La pequeña monja de espalda encorvada me llamaba
poderosamente la
atención, venia ni bien el bar abría sus puertas,
estaba siempre detrás de
mí esperando que terminara de subir la persiana.
Se escabullía sin decir
palabra hasta el mostrador en donde aguardaba
pacientemente que le
sirviera su copa de ginebra.
Un caluroso dia de otoño no llego como usualmente
acostumbraba a las 8:30
si no que llego pasado el mediodía. Vestía un singular
atuendo floreado y
de su mano se colgaba un niño pequeño.
Se sentaron cerca de una de las
ventanas del bar en uno de los lugares mas luminosos.

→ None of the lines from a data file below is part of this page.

Issue #3196, opened 2023-10-06
[K2] Generic inherited members have own dedicated pages


vmishenev:
Generic inherited members should lead to pages of members from a superclass.

It happens due to [KT-62405]( https://youtrack.jetbrains.com/issue/KT-62405/Analysis-API-Symbols-SUBSTITUTIONOVERRIDE-have-no-overridden-symbols). 

Also, it leads to non-suppressed functions in enum: `compareTo`, `describeConstantable`, `getDeclaringClass`.

**Details**
KT-62405 results in an incorrect DRI that leads to creating a redundant page for generic inherited members.

After the fix, the following test should be added:
```kt
    @Test
    fun `generic inherited members should have correct dri`() {
        inlineModelTest(
            """
                |interface A<T> { fun x(): T }
                |interface B : A<Int> { }
                """
        ) {
            with((this / "function" / "B" / "x").cast<DFunction>()) {
                dri.classNames equals "A" 
                dri.packageName equals "function" 
                // callable ...
            }
        }
    }

```

__

User-facing: if B extends A and inherits a function, clicking on that function (inside B) leads to a separate page instead of to A (where it's declared).

atyrin:
One more side effect: There are visible "obvious functions" `compareTo`, `describeConstable` and `getDeclaringClass` on enum pages. It should be gone in the default configuration (`suppressObviousFunctions =true`) after the fix.

whyoleg:
In scope of #3349 there was added test which fails because of appearing of `getDeclaringClass`. Test is located in `ObviousAndInheritedFunctionsDocumentableFilterTest` in the end of file called `should not suppress toString, equals and hashcode of kotlin Enum`

PR #3349, opened 2023-11-15
Don't suppress obvious members in kotlin.Enum and kotlin.Any

### LINKED ISSUE #2863: Should not suppress obvious members declared in `Any`, `Enum` or `Object` themselves
If a class chooses to override obvious members, such as `equals()`, `hashCode()` or others, Dokka will NOT suppress it.

<details>
<summary>Example</summary>

Given the following code,

```kotlin
class TestFile {
    override fun equals(other: Any?): Boolean {
        if (this === other) return true
        if (javaClass != other?.javaClass) return false
        return true
    }

    override fun hashCode(): Int {
        return javaClass.hashCode()
    }
}
```

Dokka generates:

</details>

However, when generating documentation for the standard library itself, `kotlin.Any` and `kotlin.Enum` don't have these member displayed, even though they are the declaring classes.

<details>
<summary>Screenshot</summary>

</details>

---

I think this is because we check for `containingDeclaration` to see if the obvious members were overridden, but in the case of `kotlin.Any` it returns itself, which leads to `obvious = true`. 

https://github.com/Kotlin/dokka/blob/35d15601f2d129a7d3db67dd9e2f4c41c87ef083/subprojects/analysis-kotlin-descriptors/compiler/src/main/kotlin/org/jetbrains/dokka/analysis/kotlin/descriptors/compiler/translator/DefaultDescriptorToDocumentableTranslator.kt#L646-L649

A check needs to be added to account for documenting `kotlin.Any`, `java.lang.Object`, `kotlin.Enum` and `java.lang.Enum` themselves, in which no members should be obvious.

whyoleg:
Fixes #2863

This is draft because of 2 questions:
1. To allow Analysis API to analyse `kotlin` package, we need to provide flag `AnalysisFlags.allowKotlinPackage` - should we hide it under a flag at our side? And if so, what is the best way provide it to analysis? Or we can just set it `true` - Descriptor based analysis doesn't need any additional configuration
2. There is a test failing for `Enum`. During getting functions of class for `Enum` from test it fetches also methods from `Enum.java`: `clone`, `finalize`, `getDeclaringClass`. Somewhere later first 2 are filtered, but the last one is not, and so present in the documentation in the end. I was failed "to find why" and "what to do next" during debugging for 2 hours of FIR compiler internals... So asking for some help here :)

### DIFF
--- a/dokka-subprojects/analysis-kotlin-api/src/test/kotlin/org/jetbrains/dokka/analysis/test/TagsAnnotations.kt
+++ b/dokka-subprojects/analysis-kotlin-api/src/test/kotlin/org/jetbrains/dokka/analysis/test/TagsAnnotations.kt
@@ -1,0 +1,43 @@
+/*
+ * Copyright 2014-2023 JetBrains s.r.o. Use of this source code is governed by the Apache 2.0 license.
+ */
+
+package org.jetbrains.dokka.analysis.test
+
+import org.junit.jupiter.api.Tag
+
+// COPY OF dokka-subprojects/plugin-base/src/test/kotlin/utils/TagsAnnotations.kt
+
+/**
+ * Run a test only for descriptors, not symbols.
+ *
+ * In theory, these tests can be fixed
+ */
+@Target(
+    AnnotationTarget.CLASS,
+    AnnotationTarget.FUNCTION,
+    AnnotationTarget.PROPERTY_GETTER,
+    AnnotationTarget.PROPERTY_SETTER
+)
+@Retention(
+    AnnotationRetention.RUNTIME
+)
+@Tag("onlyDescriptors")
+annotation class OnlyDescriptors(val reason: String = "")
+
+/**
+ * Run a test only for descriptors, not symbols.
+ *
+ * These tests cannot be fixed until Analysis API does not support MPP
+ */
+@Target(
+    AnnotationTarget.CLASS,
+    AnnotationTarget.FUNCTION,
+    AnnotationTarget.PROPERTY_GETTER,
+    AnnotationTarget.PROPERTY_SETTER
+)
+@Retention(
+    AnnotationRetention.RUNTIME
+)
+@Tag("onlyDescriptorsMPP")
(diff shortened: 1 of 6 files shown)


whyoleg:
Behaviour is the same after rebase on master (with new Analysis API with fix for https://youtrack.jetbrains.com/issue/KT-63223/Analysis-API-reference-to-declarations-with-kotlin-package-are-not-resolved) - so it's unrelated

vmishenev:
> To allow Analysis API to analyse kotlin package, we need to provide flag AnalysisFlags.allowKotlinPackage - should we hide it under a flag at our side? And if so, what is the best way provide it to analysis? Or we can just set it true - Descriptor based analysis doesn't need any additional configuration

It is important only for stdlib.  `AnalysisFlags.allowKotlinPackage ` seems to be kind of `ignoreCommonBuiltIns`  in K1 (for more detail see https://github.com/JetBrains/kotlin/commit/3572a96bb94877b1b5ab11c91d4e06ad8fe40577).
But for now, Dokka K2 does not support stdlib and we have not planned it yet. I have filed https://github.com/Kotlin/dokka/issues/3354 to have an opportunity to refer to it. 

> There is a test failing for Enum. During getting functions of class for Enum from test it fetches also methods from Enum.java: clone, finalize, getDeclaringClass. Somewhere later first 2 are filtered, but the last one is not, and so present in the documentation in the end. I was failed "to find why" and "what to do next" during debugging for 2 hours of FIR compiler internals... So asking for some help here :)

En esa oportunidad la fosa séptica había colapsado
y el sótano en donde
estaban todos los insumos se encontraba repleto
de las evacuaciones de los
clientes de días anteriores. Por esta razón
el baño se encontraba
clausurado, sin embargo la clientela no
se percataba que bajo sus pies
corría un rió de mierda, algunos se quejaron
de la falta de baño y otros
se retiraron con mayor prontitud. Me produjo
cierta tristeza ya que la
monja se encontraba fuera de las pautas asignadas
y quería observar como
se comportaba fuera de su rutina establecida,
comieron rápidamente y se
dirigieron al mostrador a pagar por lo que
habían consumido.
Ese mismo día en horas de la noche vino
la empresa especializada en
destapaciones a solucionar el problema de
la fosa séptica. Me encontraba
fuera del bar, debían ser cerca de las 2
de la mañana cuando observo que
la monja caminaba de manera tambaleante por
la vereda de enfrente, me
acerco ya que pensé que en cualquier momento
la monja se daría la cabeza
contra el suelo. Al verme acercar se derrumba
sobre mis brazos y repite
desconsoladamente “Ramiro, mi hermoso Ramiro
¿donde te has ido?”, sin
entender muy bien la situación la llevo hacia
el interior del bar. Nos
sentamos y le acerco una copa de ginebra.
Repetidamente pronuncia un mismo
nombre “Ramiro” le pregunto quien era y
dice “es aquel que una ves me amo,
un insignificante estafador, muerto por
las manos frías de un asesino, por
el solo echo de saldar cuentas del hampa”.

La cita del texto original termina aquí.